Bazı dini veya manevi yaklaşımlara sahip bireyler, idrarı çeşitli hastalıkların tedavisi için önerirken, bu konuda bilimsel araştırmaların durumu oldukça farklıdır.
Modern bilim, idrarın iyileştirici potansiyelini araştırmaya devam etmektedir. 20. yüzyılın başlarında, İngiliz naturopat John W. Armstrong, oto-ürin terapisi adı verilen bir alternatif tıp yöntemi geliştirmiştir. Bu yöntemde, idrarın küçük yaralar ve diş ağrıları gibi çeşitli sağlık sorunlarının tedavisinde kullanıldığı iddia edilmiştir.

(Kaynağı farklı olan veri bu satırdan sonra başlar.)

PR #95, opened 2024-02-19
Add support for adding a file to a new or existing file group on a request

### LINKED ISSUE #77: Add support for grouping files together
Users need to be able group files in a release request together.

When a user adds a file to a release request, they should see a modal dialog box with the option to add a file to an existing group, or to create a new group.

There should be a way to add a file to a release request, so that it is not in a group.  Perhaps there could be a special "default" group?

An initial implementation can be done entirely using server-side rendering.

rebkwok:
Fixes #77 

Adds a modal to the "Add file to request" button, with an option to select a file group, or to add a name to create a new one. 
Screenshot from 2024-02-19 11-44-29

For now, in the release request view, I've added a button and modal to view the file groups. I expect this will change with the new tree browser UI, so this is intended to be just a temporary (and easily removable) way of seeing which files have been added to which groups. 
Screenshot from 2024-02-19 11-45-56
Screenshot from 2024-02-19 11-48-25

### DIFF
--- a/airlock/forms.py
+++ b/airlock/forms.py
@@ -1,0 +1,30 @@
+from django import forms
+
+
+class AddFileForm(forms.Form):
+    filegroup = forms.ChoiceField(required=False)
+    new_filegroup = forms.CharField(required=False)
+
+    def __init__(self, *args, **kwargs):
+        release_request = kwargs.pop("release_request")
+        super().__init__(*args, **kwargs)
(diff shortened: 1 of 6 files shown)


bloodearnest (approved):
This is great, nice to see how a form and modal look using the components.

I have a local branch for how to view file groups in the new tree veiw.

Ayrıca, Bhadrabahu'nun "Vayavaharasutra" ve Svatmarama'nın "Hath Yoga Pradipika" gibi yogik metinler ile "Sushruta Samhita", "Brava Prakasha" ve "Harit" gibi Ayurvedik metinlerde de idrarın tıbbi kullanımları ele alınmaktadır.
Gerçekten İşe Yarıyor mu?
Bazı iddialara göre, kanserli tümörler üzerinde idrarın tedavi edici etkisi olabileceği öne sürülmektedir. Kanser hastalarının idrarında bazı tümör proteinlerinin bulunduğu, bu proteinlerin antijen görevi gördüğü ve kanser hücreleriyle savaşmaya yardımcı olabileceği ifade edilmektedir. Ancak, bu iddiaların bilimsel bir temeli yoktur ve idrarın tıbbi özelliklerini destekleyen herhangi bir geçerli araştırma bulunmamaktadır.
Modern tıp perspektifinden bakıldığında, idrar, vücudun metabolizma sürecinde oluşan atık ürünleri barındıran bir sıvıdır. Böbrekler, vücuttaki zararlı atıkları filtreleyerek idrar yoluyla atılmasını sağlar. Dolayısıyla, vücudun atmakta olduğu bir maddeyi yeniden almak, mantıklı bir yaklaşım olarak değerlendirilemez. Sonuç olarak, idrarın vücutta herhangi bir büyük toksik etkisi olmamakla birlikte, iyileştirici bir özelliği de mevcut değildir.
Bilimsel açıdan değerlendirildiğinde, idrarın tedavi edici bir etkisi olmadığı sonucuna varılmaktadır. Bu nedenle, alternatif tedavi yöntemleri arasında yer alsa da, tıbbi uygulamalarda yer bulması beklenmemelidir.